What blood test should be ordered after a tick bite? - briefly
The recommended test is a two‑tier Lyme disease serology, beginning with an ELISA screen and confirming any positive result with a Western blot.
What blood test should be ordered after a tick bite? - in detail
After a bite from an ixodid arthropod, the clinician must select laboratory assays that correspond to the pathogens most likely to be transmitted in the area and to the patient’s clinical picture. The core panel includes:
- Enzyme‑linked immunosorbent assay (ELISA) for Borrelia burgdorferi antibodies, performed 2–4 weeks after exposure. A positive result requires confirmation with a Western blot (IgM and IgG bands) to distinguish early infection from past exposure.
- Polymerase chain reaction (PCR) for Babesia microti DNA in whole blood, indicated when hemolytic anemia or fever is present. PCR is preferred to microscopy because it detects low‑level parasitemia.
- PCR for Anaplasma phagocytophilum and Ehrlichia chaffeensis in peripheral blood, ordered when leukopenia, thrombocytopenia, or elevated transaminases are observed. Results become reliable within 3–5 days of symptom onset.
- Indirect immunofluorescence assay (IFA) for Rocky Mountain spotted fever rickettsial antibodies, collected in acute and convalescent phases (7–14 days apart) to demonstrate seroconversion.
- IgM/IgG ELISA for tick‑borne encephalitis virus, applicable in endemic regions, with a confirmatory neutralization test if initial screening is positive.
Additional supportive tests:
- Complete blood count with differential to identify leukopenia or thrombocytopenia.
- Liver function panel (ALT, AST) and lactate dehydrogenase, which may be elevated in anaplasmosis or ehrlichiosis.

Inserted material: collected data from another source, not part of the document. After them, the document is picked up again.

PR #2336, opened 2023-09-14
joinservice: cache certificates for Azure SEV-SNP attestation

msanft:
### Context

Caching ASK intermediate certificates is a prerequisite for VLEK-based signer attestation as performed on AWS SEV-SNP, but can also be used on Azure. 

### Proposed change(s)

- On cluster initialization, request the Milan certificate chain from the AMD KDS in the join service, and save it in a configmap.
- When creating the validator for a joinservice pod, pass the cached certificate to the validator if it exists.
- In the validator, use the cached certificate. On Azure, this is a special case as there is a 3-step precedence in which certificates should be taken:
  - If the ARK and ASK from the THIM response are intact, use them.
  - If the THIM response does not contain the cert chain, use the ARK from the Constellation config and the **cached ASK**.
  - If neither of these cases applies, retrieve ARK and ASK from AMD KDS.
https://github.com/edgelesssys/constellation/blob/d3c976977d7f882fc3b80a0f9f41146a7679ddb9/internal/attestation/azure/snp/validator.go#L267-L271

### Additional info
- [E2E Test](https://github.com/edgelesssys/constellation/actions/runs/6300085599)
- [More recent E2E Test](https://github.com/edgelesssys/constellation/actions/runs/6323307816)
- [Even more recent E2E Test](https://github.com/edgelesssys/constellation/actions/runs/6347643459)

### Checklist

- [x] Link to Milestone


thomasten:
This introduces attestation-variant-specific code in otherwise attestation-variant-agnostic code. This can get messy if we add more variants in the future. We should try to reduce this where possible.
Thing that come into my mind:
* Adding a parameter for attestation-variant-specific data (like `cfg`, but for non-user-defined data) to the `Validator` func instead of adding a very specific `ValidatorWithASKCertCache` func.
* Do we need a separate config map for the cached cert? If yes, should it be named more generically for all kinds of (future) attestation-variant-specific data?
* Better separate the attestation-variant-specific code in joinservice's main.go. (At least move it to an own func.)

Not sure if all of this makes sense or if there are better ways. Please think about it.

msanft:
> This introduces attestation-variant-specific code in otherwise attestation-variant-agnostic code. This can get messy if we add more variants in the future. We should try to reduce this where possible.

I definitely see the point here and agree.

Regarding having a `ValidatorWithASKCertCache`, I discussed this with Leo and we agreed that changing current validator function signatures would come at the cost of a lot of refactoring to do. However, I also think that this might be worth it, in case other attestation-variant-specific features are introduced in the fututre. Potentially we should consider a builder pattern or something similar here. I also think that wrapping the csp/attestation-specific things behind a returned interface is not a great abstraction necessarily. Regarding the other 2 points, i will think about it.

daniel-weisse (commented):
What about adding the ASK as an optional value to the Azure attestation config?
While this would still require attestation variant specific code in the join-service, it would keep the function signature intact, and also allows us to easily disable the caching behavior for the CLI (by not setting the optional ASK field).
We already do something similar for the MAA URL on Azure.

joinservice/internal/certcache/certcache.go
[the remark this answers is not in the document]
msanft: See [AB#3451](https://dev.azure.com/Edgeless/Edgeless/_workitems/edit/3451)

joinservice/internal/kubernetes/kubernetes.go
```diff
@@ -65,15 +67,27 @@ func (c *Client) GetComponents(ctx context.Context, configMapName string) (compo
...
 }
 
-func (c *Client) getConfigMapData(ctx context.Context, name, key string) (string, error) {
+// GetConfigMapData returns the data for the given key in the configmap with the given name.
+func (c *Client) GetConfigMapData(ctx context.Context, name, key string) (string, error) {
 	cm, err := c.client.CoreV1().ConfigMaps("kube-system").Get(ctx, name, metav1.GetOptions{})
 	if err != nil {
+		if errors.IsNotFound(err) {
+			return "", &ConfigMapNotExistError{}
+		}
```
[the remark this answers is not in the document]
msanft: This wouldn't allow me to wrap the error

internal/config/config.go
```diff
@@ -1119,6 +1119,9 @@ type AzureSEVSNP struct {
 	// description: |
 	//   AMD Root Key certificate used to verify the SEV-SNP certificate chain.
 	AMDRootKey Certificate `json:"amdRootKey" yaml:"amdRootKey"`
+	// description: |
+	//   AMD Signing Key certificate used to verify the SEV-SNP VCEK / VLEK certificate.
+	AMDSigningKey Certificate `json:"amdSigningKey" yaml:"amdSigningKey" validate:"len=0"`
```
daniel-weisse, line 1124:
```suggestion
	AMDSigningKey Certificate `json:"amdSigningKey,omitempty" yaml:"amdSigningKey,omitempty" validate:"len=0"`
```
Should be hidden when not in use

joinservice/internal/watcher/validator.go
```diff
@@ -28,21 +29,23 @@ type Updatable struct {
...
 		variant:     variant,
 	}
+}
 
-	if err := u.Update(); err != nil {
-		return nil, err
-	}
-	return u, nil
+// WithCachedCerts sets the available cached certificates in the updatable validator.
+func (u *Updatable) WithCachedCerts(cachedCerts *certcache.CachedCerts) *Updatable {
```
daniel-weisse, line 46: What is the purpose of keeping this function?
We don't expect to ever call `NewValidator` in the join-service without it, so why not add `cachedCerts` as an argument to the constructor directly?

joinservice/internal/watcher/validator.go
```diff
@@ -76,11 +79,30 @@ func (u *Updatable) Update() error {
...
+			switch c := cfg.(type) {
+			case *config.AzureSEVSNP:
+				c.AMDSigningKey = config.Certificate(*ask)
+				return c
+			}
+			// TODO(derpsteb): Add AWS SEV-SNP
+		}
+	}
+	return cfg
+}
```
daniel-weisse, line 108:
```suggestion
// addCachedCerts adds the certificates cached by the validator to the config, if applicable.
func (u *Updatable) addCachedCerts(cfg config.AttestationCfg) (config.AttestationCfg, error) {
	switch c := cfg.(type) {
	case *config.AzureSEVSNP:
		ask, err := u.getCachedCerts()
		if err != nil {
			return nil, err
		}
		c.AMDSigningKey = config.Certificate(ask)
		return c, nil
	}
	// TODO(derpsteb): Add AWS SEV-SNP

	return cfg, nil
}

func (u *Updatable) getCachedCerts() (x509.Certificate, error) {
	if u.cachedCerts == nil {
		return x509.Certificate{}, fmt.Errorf("no cached certs available")
	}
	ask, ark := u.cachedCerts.SevSnpCerts()
	if ask == nil {
		return x509.Certificate{}, fmt.Errorf("no ASK available")
	}
	if ark == nil {
		return x509.Certificate{}, fmt.Errorf("no ARK available")
	}
	return *ask, nil
}
```
I think frontloading the attestation variant check makes this function a bit easier to read and maintain. It also handles errors better (cached certs not set, or certificates missing)

joinservice/internal/certcache/certcache.go
```diff
@@ -0,0 +1,165 @@
...
+		return nil, nil, fmt.Errorf("failed to encode ark: %w", err)
+	}
+
+	c.log.Debugf("Creating certificate chain cache configmap")
+	if err := c.kubeClient.CreateConfigMap(ctx, constants.SevSnpCertCacheConfigMapName, map[string]string{
+		constants.CertCacheAskKey: askWriter.String(),
+		constants.CertCacheArkKey: arkWriter.String(),
+	}); err != nil {
+		return nil, nil, fmt.Errorf("failed to create certificate chain cache configmap: %w", err)
+	}
```
daniel-weisse, line 114:
```suggestion
	if err := c.kubeClient.CreateConfigMap(ctx, constants.SevSnpCertCacheConfigMapName, map[string]string{
		constants.CertCacheAskKey: askWriter.String(),
		constants.CertCacheArkKey: arkWriter.String(),
	}); err != nil {
		// If ConfiMap already exists, another JoinService instance created the certcache while this operation was running
		// Calling this function again should now load the cached certificates
		if k8serrors.IsAlreadyExists(err) {
			return c.getCertChainCache(ctx context.Context)
		}
		return nil, nil, fmt.Errorf("failed to create certificate chain cache configmap: %w", err)
	}
```
There is a potential data race here if two join-service pods start at the same time while no certificate cache exists.
I doubt this will be a problem in practice when creating new clusters, but could cause minor errors when upgrading from a version that did not implement this caching behavior.
We can prevent this by calling `getCertChainCache` again in case the ConfigMap already exists.

joinservice/internal/kubernetes/kubernetes.go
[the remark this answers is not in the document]
daniel-weisse: But you are not wrapping the error, you are simply replacing it with another?

joinservice/internal/certcache/certcache.go
```diff
@@ -0,0 +1,165 @@
...
+}
+
+// getCertChainCache returns the cached ASK and ARK certificate.
+func (c *Client) getCertChainCache(ctx context.Context) (ask, ark *x509.Certificate, err error) {
+	c.log.Debugf("Retrieving certificate chain from cache")
+	askRaw, err := c.kubeClient.GetConfigMapData(ctx, constants.SevSnpCertCacheConfigMapName, constants.CertCacheAskKey)
+	if err != nil {
+		if _, ok := err.(kubernetes.ConfigMapNotExistError); ok {
+			return nil, nil, nil
+		}
```
daniel-weisse, line 126: Instead of returning a `nil` error, and then checking on the return values in the caller, this function should let the caller handle checking for specific errors and then decide on what actions to take.

joinservice/internal/certcache/certcache.go
```diff
@@ -0,0 +1,165 @@
...
+func (c *Client) createCertChainCache(ctx context.Context, signingType abi.ReportSigner) (ask, ark *x509.Certificate, err error) {
+	c.log.Debugf("Creating certificate chain cache")
+	ask, ark, err = c.getCertChainCache(ctx)
+	if err != nil {
+		return nil, nil, fmt.Errorf("failed to get certificate chain cache: %w", err)
+	}
+	if ask != nil && ark != nil {
+		c.log.Debugf("Certificate chain cache already exists")
+		return ask, ark, nil
+	}
```
daniel-weisse, line 91: As said in my previous comment, we should check for the error of `getCertChainCache` to decide whether the cert cache ConfigMap already exists.
However, we might want to implement additional logic to update an existing cert cache ConfigMap in case the ASK or ARK are missing from it.
In this case we would fetch the missing certificate and then call an Update function instead of a Create function.

joinservice/internal/kubernetes/kubernetes.go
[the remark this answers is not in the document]
msanft: I am wrapping any error which is not a non-existent config map. Also, bubbling up the error would require us to import `"k8s.io/apimachinery/pkg/api/errors"` in the upper-level `certcache` package, which - as of now - only has to import our kubernetes client

joinservice/internal/watcher/validator.go
msanft: Yes, this became obsolete with the latest update

joinservice/internal/kubernetes/kubernetes.go
```diff
@@ -181,3 +181,17 @@ func (c *Client) CreateConfigMap(ctx context.Context, name string, data map[stri
...
 }
+
+// UpdateConfigMap updates the configmap with the provided name by writing the provided key and value.
+func (c *Client) UpdateConfigMap(ctx context.Context, name, key, value string) error {
+	cm, err := c.client.CoreV1().ConfigMaps("kube-system").Get(ctx, name, metav1.GetOptions{})
+	if err != nil {
+		return fmt.Errorf("failed to get configmap: %w", err)
+	}
+	cm.Data[key] = value
+	_, err = c.client.CoreV1().ConfigMaps("kube-system").Update(ctx, cm, metav1.UpdateOptions{})
```
daniel-weisse, line 192:
```suggestion
	cm, err := c.client.CoreV1().ConfigMaps(constants.ConstellationNamespace).Get(ctx, name, metav1.GetOptions{})
	if err != nil {
		return fmt.Errorf("failed to get configmap: %w", err)
	}
	cm.Data[key] = value
	_, err = c.client.CoreV1().ConfigMaps(constants.ConstellationNamespace).Update(ctx, cm, metav1.UpdateOptions{})
```

internal/attestation/azure/snp/validator.go
```diff
@@ -45,6 +45,9 @@ type Validator struct {
 	attestationVerifier  attestationVerifier
 	attestationValidator attestationValidator
 
+	// ASK certificate cached by the join service.
+	cachedASKCert *x509.Certificate
```
daniel-weisse, line 49: Shouldn't be needed anymore, since its part of the `config` now

internal/attestation/azure/snp/validator.go
```diff
@@ -98,22 +101,38 @@ func NewValidator(cfg *config.AzureSEVSNP, log attestation.Logger) *Validator {
 	return v
 }
 
+// WithCachedASKCert sets the cached ASK certificate.
+func (v *Validator) WithCachedASKCert(cert *x509.Certificate) *Validator {
+	v.cachedASKCert = cert
+	return v
+}
```
daniel-weisse, line 108:
```suggestion
```
Same here

daniel-weisse (commented):
Implementation looks good to me now

daniel-weisse (approved):
Please run e2e tests before merging.
Otherwise looks good to me

thomasten (changes requested):

malt3:
Looks good from a high level. I think Daniel and Thomas are the best reviewers when it comes to the attestation details.

joinservice/internal/kubernetes/kubernetes.go
```diff
@@ -159,3 +161,37 @@ func k8sCompliantHostname(in string) (string, error) {
...
+	_, err := c.client.CoreV1().ConfigMaps(constants.ConstellationNamespace).Create(ctx, cm, metav1.CreateOptions{})
+	if err != nil {
+		return fmt.Errorf("failed to create configmap: %w", err)
+	}
+	return nil
+}
+
+// UpdateConfigMap updates the configmap with the provided name by writing the provided key and value.
+func (c *Client) UpdateConfigMap(ctx context.Context, name, key, value string) error {
+	cm, err := c.client.CoreV1().ConfigMaps(constants.ConstellationNamespace).Get(ctx, name, metav1.GetOptions{})
```
3u13r, line 187: Depending on how frequently this resource is updated by other components, we might want to wrap this in a retry like in https://github.com/edgelesssys/constellation/blob/feat/joinservice/manage-ask/internal/kubernetes/kubectl/kubectl.go#L142.

joinservice/cmd/main.go
```diff
@@ -47,6 +49,9 @@ func main() {
 	verbosity := flag.Int("v", 0, logger.CmdLineVerbosityDescription)
 	flag.Parse()
 
+	ctx, cancel := context.WithTimeout(context.Background(), vpcIPTimeout)
+	defer cancel()
```
3u13r, line 53: Moving this ctx up and using it for another function call goes aginst the original intention of this ctx. Either we should simply create a new `constext.Background` from which we later create a context with timeout OR we change the name of the timeout const.

3u13r (changes requested):

joinservice/internal/kubernetes/kubernetes.go
msanft: Yes, we should do that in the refactoring of the joinservice by directly using the kubectl utility.

3u13r (approved):
LGTM

internal/attestation/azure/snp/validator.go
```diff
@@ -101,19 +102,29 @@ func NewValidator(cfg *config.AzureSEVSNP, log attestation.Logger) *Validator {
...
 		return nil, fmt.Errorf("unmarshalling instanceInfo: %w", err)
 	}
-	att, err := instanceInfo.attestationWithCerts(v.log, v.getter)
+
+	att, err := instanceInfo.attestationWithCerts(v.log, v.getter, cachedCerts)
 	if err != nil {
 		return nil, fmt.Errorf("parsing attestation report: %w", err)
 	}
 
 	// Verify the attestation report's certificates.
```
thomasten, line 125:
```suggestion
```

joinservice/cmd/main.go
```diff
@@ -47,6 +49,9 @@ func main() {
 	verbosity := flag.Int("v", 0, logger.CmdLineVerbosityDescription)
 	flag.Parse()
 
+	ctx, cancel := context.WithCancel(context.Background())
+	defer cancel()
```
thomasten, line 53: Is there a semantic difference to `ctx := context.Background()`?

joinservice/cmd/main.go
```diff
@@ -56,21 +61,34 @@ func main() {
...
+	}
+
+	attVariant, err := variant.FromString(*attestationVariant)
 	if err != nil {
 		log.With(zap.Error(err)).Fatalf("Failed to parse attestation variant")
 	}
-	validator, err := watcher.NewValidator(log.Named("validator"), variant, handler)
+
+	certCacheClient := certcache.NewClient(log.Named("certcache"), kubeClient, attVariant)
+	cachedCerts, err := certCacheClient.CreateCertChainCache(ctx)
```
thomasten, line 75: we shouldn't introduce a dependency to AMD KDS for non-SNP clusters

thomasten (changes requested):

joinservice/cmd/main.go
msanft: The Attestation-Variant-Specific logic is hidde behind `CreateCertChainCache`. I thought we agreed to move it out of the `main.go` file.

> Better separate the attestation-variant-specific code in joinservice's main.go. (At least move it to an own func.)

thomasten: sorry, I somehow misread the code in `CreateCertChainCache` (although it's simple :D)

joinservice/internal/certcache/amdkds/amdkds.go
```diff
@@ -0,0 +1,38 @@
...
+	return &KDSClient{
+		getter: getter,
+	}
+}
+
+// CertChain queries the AMD KDS for the certificate chain for given signing type (VCEK / VLEK).
+func (c *KDSClient) CertChain(signingType abi.ReportSigner) (ask, ark *x509.Certificate, err error) {
+	askark, err := trust.GetProductChain("Milan", signingType, c.getter)
+	if err != nil {
+		return nil, nil, fmt.Errorf("retrieving certificate chain: %v", err)
```
thomasten, line 34:
```suggestion
		return nil, nil, fmt.Errorf("retrieving certificate chain: %w", err)
```

joinservice/internal/certcache/certcache.go
```diff
@@ -0,0 +1,201 @@
...
+// CreateCertChainCache creates a certificate chain cache for the given attestation variant
+// and returns the cached certificates, if applicable.
+// If the certificate chain cache already exists, nothing is done.
+func (c *Client) CreateCertChainCache(ctx context.Context) (*CachedCerts, error) {
+	switch c.attVariant {
+	case variant.AzureSEVSNP{}:
+		c.log.Debugf("Creating azure SEV-SNP certificate chain cache")
+		ask, ark, err := c.createCertChainCache(ctx, abi.VcekReportSigner)
+		if err != nil {
+			return nil, fmt.Errorf("failed to create azure SEV-SNP certificate chain cache: %w", err)
```
thomasten, line 55:
```suggestion
		c.log.Debugf("Creating Azure SEV-SNP certificate chain cache")
		ask, ark, err := c.createCertChainCache(ctx, abi.VcekReportSigner)
		if err != nil {
			return nil, fmt.Errorf("creating Azure SEV-SNP certificate chain cache: %w", err)
```

joinservice/internal/certcache/certcache.go
```diff
@@ -0,0 +1,201 @@
...
+func (c *Client) createCertChainCache(ctx context.Context, signingType abi.ReportSigner) (ask, ark *x509.Certificate, err error) {
+	c.log.Debugf("Creating certificate chain cache")
+	var shouldCreateConfigMap bool
+
+	cacheAsk, cacheArk, err := c.getCertChainCache(ctx)
+	if k8serrors.IsNotFound(err) {
+		c.log.Debugf("Certificate chain cache does not exist")
+		shouldCreateConfigMap = true
+	} else if err != nil {
+		return nil, nil, fmt.Errorf("failed to get certificate chain cache: %w", err)
```
thomasten, line 92:
```suggestion
		return nil, nil, fmt.Errorf("getting certificate chain cache: %w", err)
```

joinservice/internal/certcache/certcache.go
```diff
@@ -0,0 +1,201 @@
...
+		ask = cacheAsk
+	}
+	if cacheArk != nil {
+		ark = cacheArk
+	}
+
+	c.log.Debugf("Retrieving certificate chain from KDS")
+	kdsAsk, kdsArk, err := c.kdsClient.CertChain(signingType)
+	if err != nil {
+		return nil, nil, fmt.Errorf("failed to retrieve certificate chain from KDS: %w", err)
```
thomasten, line 108: same here and at multiple other places

joinservice/internal/certcache/certcache.go
```diff
@@ -0,0 +1,201 @@
...
+	}
+	if kdsAsk != nil {
+		ask = kdsAsk
+	}
+	if kdsArk != nil {
+		ark = kdsArk
+	}
```
thomasten, line 115: It's not clear if the preference to take certs from KDS than from Cache is wanted. Please clarify, at least with a comment, or with a test case.

joinservice/internal/certcache/certcache.go
```diff
@@ -0,0 +1,201 @@
...
+
+	askWriter := &strings.Builder{}
+	if err := pem.Encode(askWriter, &pem.Block{Type: "CERTIFICATE", Bytes: ask.Raw}); err != nil {
+		return nil, nil, fmt.Errorf("failed to encode ask: %w", err)
+	}
+	arkWriter := &strings.Builder{}
+	if err := pem.Encode(arkWriter, &pem.Block{Type: "CERTIFICATE", Bytes: ark.Raw}); err != nil {
+		return nil, nil, fmt.Errorf("failed to encode ark: %w", err)
+	}
```
thomasten, line 124: I'd suggest adding a `func PEMEncode(cert *x509.Certificate) (string, error)` to our `internal/crypto` package.

joinservice/internal/certcache/certcache.go
```diff
@@ -0,0 +1,201 @@
...
+func (c *Client) getCertChainCache(ctx context.Context) (ask, ark *x509.Certificate, err error) {
+	c.log.Debugf("Retrieving certificate chain from cache")
+	askRaw, err := c.kubeClient.GetConfigMapData(ctx, constants.SevSnpCertCacheConfigMapName, constants.CertCacheAskKey)
+	if err != nil {
+		return nil, nil, fmt.Errorf("failed to get ASK: %w", err)
+	}
+	if askRaw != "" {
+		c.log.Debugf("ASK cache hit")
+		askBlock, _ := pem.Decode([]byte(askRaw))
+		ask, err = x509.ParseCertificate(askBlock.Bytes)
```
thomasten, line 171:
```suggestion
		ask, err = crypto.PemToX509Cert([]byte(askRaw))
```
pem.Decode returns nil on error, which needs to be catched. And we have a util func for this.

joinservice/internal/certcache/certcache.go
```diff
@@ -0,0 +1,201 @@
...
+	}
+
+	arkRaw, err := c.kubeClient.GetConfigMapData(ctx, constants.SevSnpCertCacheConfigMapName, constants.CertCacheArkKey)
+	if err != nil {
+		return nil, nil, fmt.Errorf("failed to get ARK: %w", err)
+	}
+	if arkRaw != "" {
+		c.log.Debugf("ARK cache hit")
+		arkBlock, _ := pem.Decode([]byte(arkRaw))
+		ark, err = x509.ParseCertificate(arkBlock.Bytes)
```
thomasten, line 184:
```suggestion
		ark, err = crypto.PemToX509Cert([]byte(arkRaw))
```

joinservice/internal/certcache/certcache_test.go
```diff
@@ -0,0 +1,231 @@
...
+	}
+	if c.arkResponse != nil {
+		ark = mustParsePEM(c.arkResponse)
+	}
+	return ask, ark, c.certChainErr
+}
+
+func mustParsePEM(pemBytes []byte) *x509.Certificate {
+	pemBlock, _ := pem.Decode(pemBytes)
+	cert, err := x509.ParseCertificate(pemBlock.Bytes)
```
thomasten, line 151:
```suggestion
	cert, err := crypto.PemToX509Cert(pemBytes)
```

joinservice/internal/certcache/certcache_test.go
```diff
@@ -0,0 +1,231 @@
...
+			ctx := context.Background()
+
+			c := NewClient(logger.NewTest(t), tc.kubeClient, variant.Dummy{})
+
+			_, _, err := c.getCertChainCache(ctx)
+			if tc.wantErr {
+				assert.Error(err)
+			} else {
+				assert.NoError(err)
+			}
```
thomasten, line 202: also test functionality of this func by doing something with the return values

joinservice/internal/watcher/validator.go
```diff
@@ -76,11 +81,47 @@ func (u *Updatable) Update() error {
...
+	if u.cachedCerts == nil {
+		return x509.Certificate{}, fmt.Errorf("no cached certs available")
+	}
+	ask, ark := u.cachedCerts.SevSnpCerts()
+	if ask == nil {
+		return x509.Certificate{}, fmt.Errorf("no ASK available")
+	}
+	if ark == nil {
+		return x509.Certificate{}, fmt.Errorf("no ARK available")
+	}
```
thomasten, line 125:
```suggestion
	ask, _ := u.cachedCerts.SevSnpCerts()
	if ask == nil {
		return x509.Certificate{}, fmt.Errorf("no ASK available")
	}
```

thomasten (changes requested):

derpsteb:
Removing myself as this seems to have had enough eyes.

joinservice/internal/watcher/validator.go
msanft: Do we only want to cache the ASK certificate completely for now? This would let us remove a lot of the logic inside this function, but also closes the door on keeping the ARK here instead of the Constellation config.

joinservice/internal/certcache/certcache.go
thomasten: Sort of. If only the ASK or only the ARK is cached, both will be replaced with the certs from the KDS.

joinservice/internal/watcher/validator.go
thomasten: Note that this code is from the watcher. If it only needs the ASK (for now), I wouldn't let it fail here.

Regarding "a lot of the logic inside this function", I guess you mean inside certcache? I also thought about this, but wasn't sure. That's why I only commented on the client of that cache (i.e., the watcher validator).

msanft: Yes, my reply was in regards to the certcache, sorry. I think it would let us spare some code now, but since the general attestation design (i.e. ARK -> ASK certchain) should be somewhat stable, I don't think it would require a lot of maintenance if its tested well enough. But I don't have a strong opinion on removing it either.

thomasten (approved):

internal/crypto/crypto.go
```diff
@@ -76,7 +76,7 @@ func PemToX509Cert(raw []byte) (*x509.Certificate, error) {
 	return cert, nil
 }
 
-// X509CertToPEM takes an x.509 certificate and returns it as a PEM-encoded certificate.
+// X509CertToPem takes an x.509 certificate and returns it as a PEM-encoded certificate.
 func X509CertToPem(cert *x509.Certificate) ([]byte, error) {
```
daniel-weisse, line 80:
```suggestion
// X509CertToPEM takes an x.509 certificate and returns it as a PEM-encoded certificate.
func X509CertToPEM(cert *x509.Certificate) ([]byte, error) {
```
PEM should be the correct form here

- Serum creatinine and electrolytes to monitor renal involvement in severe infections.
Timing considerations:
- Acute‑phase specimens (within 1 week of bite) are useful for PCR and for detecting early IgM responses.
- Convalescent samples (2–4 weeks later) are required for serologic confirmation of Lyme disease and rickettsial infections.
- Re‑testing after 4–6 weeks may be necessary if initial results are negative but clinical suspicion persists.
Interpretation must account for regional tick species, exposure duration, and symptom chronology. Positive PCR indicates active infection; serology reflects current or past exposure and requires paired samples to confirm recent disease.